Data extracts >>
▼
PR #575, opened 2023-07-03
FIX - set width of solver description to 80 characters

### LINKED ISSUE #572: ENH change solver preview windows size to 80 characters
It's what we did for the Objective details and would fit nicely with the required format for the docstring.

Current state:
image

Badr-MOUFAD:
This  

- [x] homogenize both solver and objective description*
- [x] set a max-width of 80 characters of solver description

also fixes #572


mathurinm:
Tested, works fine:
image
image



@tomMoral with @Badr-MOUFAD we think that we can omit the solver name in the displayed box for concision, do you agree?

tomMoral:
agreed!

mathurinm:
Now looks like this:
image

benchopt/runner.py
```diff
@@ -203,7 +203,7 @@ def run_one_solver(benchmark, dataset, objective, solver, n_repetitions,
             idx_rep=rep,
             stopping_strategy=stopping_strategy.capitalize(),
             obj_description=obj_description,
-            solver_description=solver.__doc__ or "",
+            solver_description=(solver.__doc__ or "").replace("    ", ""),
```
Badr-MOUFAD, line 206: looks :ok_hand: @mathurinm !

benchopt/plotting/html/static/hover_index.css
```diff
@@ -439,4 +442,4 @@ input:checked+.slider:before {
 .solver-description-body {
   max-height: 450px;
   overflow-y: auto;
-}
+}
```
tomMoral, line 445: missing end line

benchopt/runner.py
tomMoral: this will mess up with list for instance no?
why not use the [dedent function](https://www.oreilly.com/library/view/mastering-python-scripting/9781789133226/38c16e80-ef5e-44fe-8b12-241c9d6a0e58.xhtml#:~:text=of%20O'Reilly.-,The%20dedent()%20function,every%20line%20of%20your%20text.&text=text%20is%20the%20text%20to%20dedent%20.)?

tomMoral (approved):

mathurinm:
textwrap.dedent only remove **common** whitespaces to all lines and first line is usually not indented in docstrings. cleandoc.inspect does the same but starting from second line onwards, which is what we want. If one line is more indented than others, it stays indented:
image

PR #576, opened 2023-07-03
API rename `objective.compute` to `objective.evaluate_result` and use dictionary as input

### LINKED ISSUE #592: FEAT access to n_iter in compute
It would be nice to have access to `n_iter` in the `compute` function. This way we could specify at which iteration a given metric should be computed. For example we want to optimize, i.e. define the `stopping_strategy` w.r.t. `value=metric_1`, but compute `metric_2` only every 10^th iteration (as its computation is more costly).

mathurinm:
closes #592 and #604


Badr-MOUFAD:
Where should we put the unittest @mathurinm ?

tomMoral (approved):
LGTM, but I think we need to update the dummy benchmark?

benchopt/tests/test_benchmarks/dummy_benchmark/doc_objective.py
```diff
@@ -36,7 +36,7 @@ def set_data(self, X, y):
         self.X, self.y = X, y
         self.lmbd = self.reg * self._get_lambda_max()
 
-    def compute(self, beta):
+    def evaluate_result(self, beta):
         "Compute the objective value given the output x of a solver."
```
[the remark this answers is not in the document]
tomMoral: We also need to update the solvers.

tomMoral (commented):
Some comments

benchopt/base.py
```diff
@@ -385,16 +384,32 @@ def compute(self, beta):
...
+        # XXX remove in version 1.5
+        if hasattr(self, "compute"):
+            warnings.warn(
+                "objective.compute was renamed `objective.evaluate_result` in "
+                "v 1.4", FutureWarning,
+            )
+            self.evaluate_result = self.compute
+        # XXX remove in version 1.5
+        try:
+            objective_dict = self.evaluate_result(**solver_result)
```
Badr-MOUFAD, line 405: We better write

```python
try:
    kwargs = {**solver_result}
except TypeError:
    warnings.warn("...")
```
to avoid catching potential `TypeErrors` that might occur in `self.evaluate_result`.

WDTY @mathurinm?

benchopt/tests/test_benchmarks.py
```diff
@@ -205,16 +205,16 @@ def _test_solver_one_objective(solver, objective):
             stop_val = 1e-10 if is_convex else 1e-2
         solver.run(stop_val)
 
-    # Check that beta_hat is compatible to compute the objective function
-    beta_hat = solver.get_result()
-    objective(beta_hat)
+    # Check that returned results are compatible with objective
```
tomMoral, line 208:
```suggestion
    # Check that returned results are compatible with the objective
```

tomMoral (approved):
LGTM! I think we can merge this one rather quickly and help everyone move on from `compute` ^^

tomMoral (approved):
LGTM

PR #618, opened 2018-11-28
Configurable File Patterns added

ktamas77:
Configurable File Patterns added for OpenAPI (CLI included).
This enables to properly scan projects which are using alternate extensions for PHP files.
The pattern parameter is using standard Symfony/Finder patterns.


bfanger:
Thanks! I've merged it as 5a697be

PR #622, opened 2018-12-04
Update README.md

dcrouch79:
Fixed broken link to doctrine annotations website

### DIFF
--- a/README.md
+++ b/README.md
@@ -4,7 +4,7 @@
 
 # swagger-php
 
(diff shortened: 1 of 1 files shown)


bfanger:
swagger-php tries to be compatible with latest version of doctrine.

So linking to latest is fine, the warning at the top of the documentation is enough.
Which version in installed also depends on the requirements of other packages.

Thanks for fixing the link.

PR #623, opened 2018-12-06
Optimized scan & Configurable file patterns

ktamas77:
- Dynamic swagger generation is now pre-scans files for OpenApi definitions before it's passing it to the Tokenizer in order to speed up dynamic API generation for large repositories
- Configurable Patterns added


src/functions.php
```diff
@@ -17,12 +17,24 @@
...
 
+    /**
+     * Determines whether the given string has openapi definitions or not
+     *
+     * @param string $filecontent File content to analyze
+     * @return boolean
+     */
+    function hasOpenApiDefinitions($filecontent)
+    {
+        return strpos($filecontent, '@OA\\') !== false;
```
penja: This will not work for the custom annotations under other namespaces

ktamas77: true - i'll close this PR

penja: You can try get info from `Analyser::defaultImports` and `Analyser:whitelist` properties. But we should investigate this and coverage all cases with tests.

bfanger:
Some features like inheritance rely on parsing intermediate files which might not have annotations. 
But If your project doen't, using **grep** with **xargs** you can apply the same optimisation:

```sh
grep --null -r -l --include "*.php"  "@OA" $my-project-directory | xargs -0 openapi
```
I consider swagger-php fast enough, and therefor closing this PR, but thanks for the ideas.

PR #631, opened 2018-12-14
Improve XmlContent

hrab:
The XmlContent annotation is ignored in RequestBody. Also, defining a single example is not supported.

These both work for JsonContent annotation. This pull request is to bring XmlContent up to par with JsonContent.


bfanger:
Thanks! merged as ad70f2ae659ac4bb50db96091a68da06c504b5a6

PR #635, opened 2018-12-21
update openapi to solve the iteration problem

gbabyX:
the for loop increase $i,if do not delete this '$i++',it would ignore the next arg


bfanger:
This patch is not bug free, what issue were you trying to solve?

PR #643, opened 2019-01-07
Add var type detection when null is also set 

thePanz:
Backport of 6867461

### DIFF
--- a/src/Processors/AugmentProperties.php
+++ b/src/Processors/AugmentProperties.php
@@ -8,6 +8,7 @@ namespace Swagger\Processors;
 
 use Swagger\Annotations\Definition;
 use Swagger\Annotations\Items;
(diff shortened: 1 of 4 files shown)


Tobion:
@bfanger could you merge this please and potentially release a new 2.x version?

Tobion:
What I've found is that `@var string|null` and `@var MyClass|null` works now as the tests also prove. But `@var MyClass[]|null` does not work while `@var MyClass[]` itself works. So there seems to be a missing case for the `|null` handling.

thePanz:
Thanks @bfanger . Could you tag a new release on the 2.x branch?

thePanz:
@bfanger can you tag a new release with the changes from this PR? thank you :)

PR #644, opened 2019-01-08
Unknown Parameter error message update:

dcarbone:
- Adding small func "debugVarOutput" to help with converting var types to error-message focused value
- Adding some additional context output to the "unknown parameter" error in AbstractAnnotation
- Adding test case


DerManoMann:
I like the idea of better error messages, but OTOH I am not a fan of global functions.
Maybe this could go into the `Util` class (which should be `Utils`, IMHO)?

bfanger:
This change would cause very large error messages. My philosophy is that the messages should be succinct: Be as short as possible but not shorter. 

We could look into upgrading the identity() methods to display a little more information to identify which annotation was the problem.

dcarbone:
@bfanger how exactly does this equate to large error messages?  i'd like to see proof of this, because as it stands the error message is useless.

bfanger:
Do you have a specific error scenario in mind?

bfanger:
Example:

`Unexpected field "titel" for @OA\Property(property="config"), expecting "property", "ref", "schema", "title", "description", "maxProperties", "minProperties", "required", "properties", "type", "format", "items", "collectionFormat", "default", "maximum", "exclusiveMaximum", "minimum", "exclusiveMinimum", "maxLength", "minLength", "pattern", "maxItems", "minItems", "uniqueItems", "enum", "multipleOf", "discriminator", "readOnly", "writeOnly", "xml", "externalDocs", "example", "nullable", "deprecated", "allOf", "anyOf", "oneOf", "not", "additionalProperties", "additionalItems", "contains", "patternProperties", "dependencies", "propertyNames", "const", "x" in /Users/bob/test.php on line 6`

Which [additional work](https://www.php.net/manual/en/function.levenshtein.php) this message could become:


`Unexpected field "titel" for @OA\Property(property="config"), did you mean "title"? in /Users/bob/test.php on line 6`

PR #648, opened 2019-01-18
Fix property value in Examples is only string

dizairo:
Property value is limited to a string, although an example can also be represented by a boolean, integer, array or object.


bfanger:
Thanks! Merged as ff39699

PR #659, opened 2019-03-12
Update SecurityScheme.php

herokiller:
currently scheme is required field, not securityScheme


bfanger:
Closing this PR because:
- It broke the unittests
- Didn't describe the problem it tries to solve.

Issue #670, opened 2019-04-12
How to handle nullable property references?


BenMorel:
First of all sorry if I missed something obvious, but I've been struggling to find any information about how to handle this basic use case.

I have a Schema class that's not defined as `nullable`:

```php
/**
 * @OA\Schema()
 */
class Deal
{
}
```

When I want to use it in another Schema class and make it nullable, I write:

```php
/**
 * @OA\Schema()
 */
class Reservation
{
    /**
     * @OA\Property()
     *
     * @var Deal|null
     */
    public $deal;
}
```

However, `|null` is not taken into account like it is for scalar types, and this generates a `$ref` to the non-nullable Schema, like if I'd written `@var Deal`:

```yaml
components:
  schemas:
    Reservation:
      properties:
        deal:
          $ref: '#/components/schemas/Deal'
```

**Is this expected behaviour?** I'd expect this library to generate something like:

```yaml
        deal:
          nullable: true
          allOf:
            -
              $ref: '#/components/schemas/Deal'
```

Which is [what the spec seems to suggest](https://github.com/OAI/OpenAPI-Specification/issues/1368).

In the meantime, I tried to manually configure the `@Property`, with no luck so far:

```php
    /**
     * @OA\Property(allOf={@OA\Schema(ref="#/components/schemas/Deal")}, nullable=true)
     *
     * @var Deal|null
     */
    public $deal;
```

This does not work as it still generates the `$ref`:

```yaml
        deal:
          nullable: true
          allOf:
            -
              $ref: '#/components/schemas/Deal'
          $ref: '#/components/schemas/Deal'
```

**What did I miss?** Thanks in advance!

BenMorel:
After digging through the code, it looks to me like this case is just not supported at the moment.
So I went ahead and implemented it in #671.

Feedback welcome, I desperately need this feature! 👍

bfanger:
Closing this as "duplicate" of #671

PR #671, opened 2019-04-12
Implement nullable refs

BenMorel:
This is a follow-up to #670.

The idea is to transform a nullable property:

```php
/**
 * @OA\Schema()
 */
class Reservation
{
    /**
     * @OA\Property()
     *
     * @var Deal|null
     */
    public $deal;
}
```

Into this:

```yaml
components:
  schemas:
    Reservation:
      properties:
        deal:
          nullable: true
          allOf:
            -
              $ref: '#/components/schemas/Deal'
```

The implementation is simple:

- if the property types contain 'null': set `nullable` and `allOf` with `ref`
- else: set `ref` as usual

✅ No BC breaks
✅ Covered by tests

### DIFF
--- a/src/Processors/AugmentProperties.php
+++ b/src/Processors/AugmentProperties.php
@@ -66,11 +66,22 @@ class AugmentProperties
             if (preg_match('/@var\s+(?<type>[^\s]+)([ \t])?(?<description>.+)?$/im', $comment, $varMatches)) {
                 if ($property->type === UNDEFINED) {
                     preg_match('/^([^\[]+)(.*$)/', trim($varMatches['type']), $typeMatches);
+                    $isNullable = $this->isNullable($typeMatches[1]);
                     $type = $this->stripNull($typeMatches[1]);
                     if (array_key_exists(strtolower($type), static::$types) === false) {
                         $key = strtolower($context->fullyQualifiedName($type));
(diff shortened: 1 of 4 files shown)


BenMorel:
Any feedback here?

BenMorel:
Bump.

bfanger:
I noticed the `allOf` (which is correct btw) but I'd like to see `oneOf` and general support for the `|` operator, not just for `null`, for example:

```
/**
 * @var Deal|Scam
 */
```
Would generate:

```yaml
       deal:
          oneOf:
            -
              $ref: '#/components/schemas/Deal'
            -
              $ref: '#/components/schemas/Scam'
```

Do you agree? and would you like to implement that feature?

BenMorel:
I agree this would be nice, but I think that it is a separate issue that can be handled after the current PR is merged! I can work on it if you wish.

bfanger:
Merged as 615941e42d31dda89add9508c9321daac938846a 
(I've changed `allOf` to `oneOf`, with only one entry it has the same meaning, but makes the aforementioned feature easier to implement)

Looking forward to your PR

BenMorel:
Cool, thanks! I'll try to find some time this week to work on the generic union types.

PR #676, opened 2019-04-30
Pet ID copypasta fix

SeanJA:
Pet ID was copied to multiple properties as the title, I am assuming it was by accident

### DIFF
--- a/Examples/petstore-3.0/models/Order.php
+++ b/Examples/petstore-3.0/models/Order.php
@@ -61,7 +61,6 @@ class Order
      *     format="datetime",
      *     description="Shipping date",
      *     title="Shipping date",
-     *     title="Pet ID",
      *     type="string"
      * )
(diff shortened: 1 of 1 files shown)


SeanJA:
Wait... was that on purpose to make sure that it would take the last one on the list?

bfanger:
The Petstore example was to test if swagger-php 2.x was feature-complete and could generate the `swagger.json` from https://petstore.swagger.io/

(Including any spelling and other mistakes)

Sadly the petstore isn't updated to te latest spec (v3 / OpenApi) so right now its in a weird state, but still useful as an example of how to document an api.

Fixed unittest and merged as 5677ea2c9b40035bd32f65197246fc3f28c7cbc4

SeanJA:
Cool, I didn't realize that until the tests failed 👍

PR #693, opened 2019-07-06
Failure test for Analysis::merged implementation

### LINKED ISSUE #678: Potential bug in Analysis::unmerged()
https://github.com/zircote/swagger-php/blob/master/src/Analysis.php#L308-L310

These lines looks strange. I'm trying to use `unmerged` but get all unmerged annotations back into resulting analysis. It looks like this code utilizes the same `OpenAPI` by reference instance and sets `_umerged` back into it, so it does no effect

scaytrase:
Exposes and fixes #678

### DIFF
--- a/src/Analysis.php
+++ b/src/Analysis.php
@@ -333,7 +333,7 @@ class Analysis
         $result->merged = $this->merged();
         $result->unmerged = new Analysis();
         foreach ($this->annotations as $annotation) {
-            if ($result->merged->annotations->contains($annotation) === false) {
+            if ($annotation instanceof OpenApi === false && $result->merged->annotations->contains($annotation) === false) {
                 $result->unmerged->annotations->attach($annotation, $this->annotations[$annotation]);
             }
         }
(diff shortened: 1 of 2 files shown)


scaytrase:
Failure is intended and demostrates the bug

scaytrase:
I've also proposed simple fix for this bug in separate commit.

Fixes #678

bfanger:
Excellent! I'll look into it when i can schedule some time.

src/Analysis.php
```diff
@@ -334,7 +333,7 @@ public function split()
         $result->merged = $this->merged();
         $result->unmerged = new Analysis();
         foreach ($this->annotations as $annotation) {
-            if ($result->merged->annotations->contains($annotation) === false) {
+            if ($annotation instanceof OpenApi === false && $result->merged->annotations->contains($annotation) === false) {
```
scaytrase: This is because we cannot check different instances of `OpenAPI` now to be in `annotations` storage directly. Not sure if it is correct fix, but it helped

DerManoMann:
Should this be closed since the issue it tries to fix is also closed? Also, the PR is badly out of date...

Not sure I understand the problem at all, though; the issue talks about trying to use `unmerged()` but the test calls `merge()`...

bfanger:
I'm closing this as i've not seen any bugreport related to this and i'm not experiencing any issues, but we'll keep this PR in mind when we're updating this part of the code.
▲
What is needed >> How many lines of the entries above contain the word "still"? Give the number alone.

Result of the task >> 2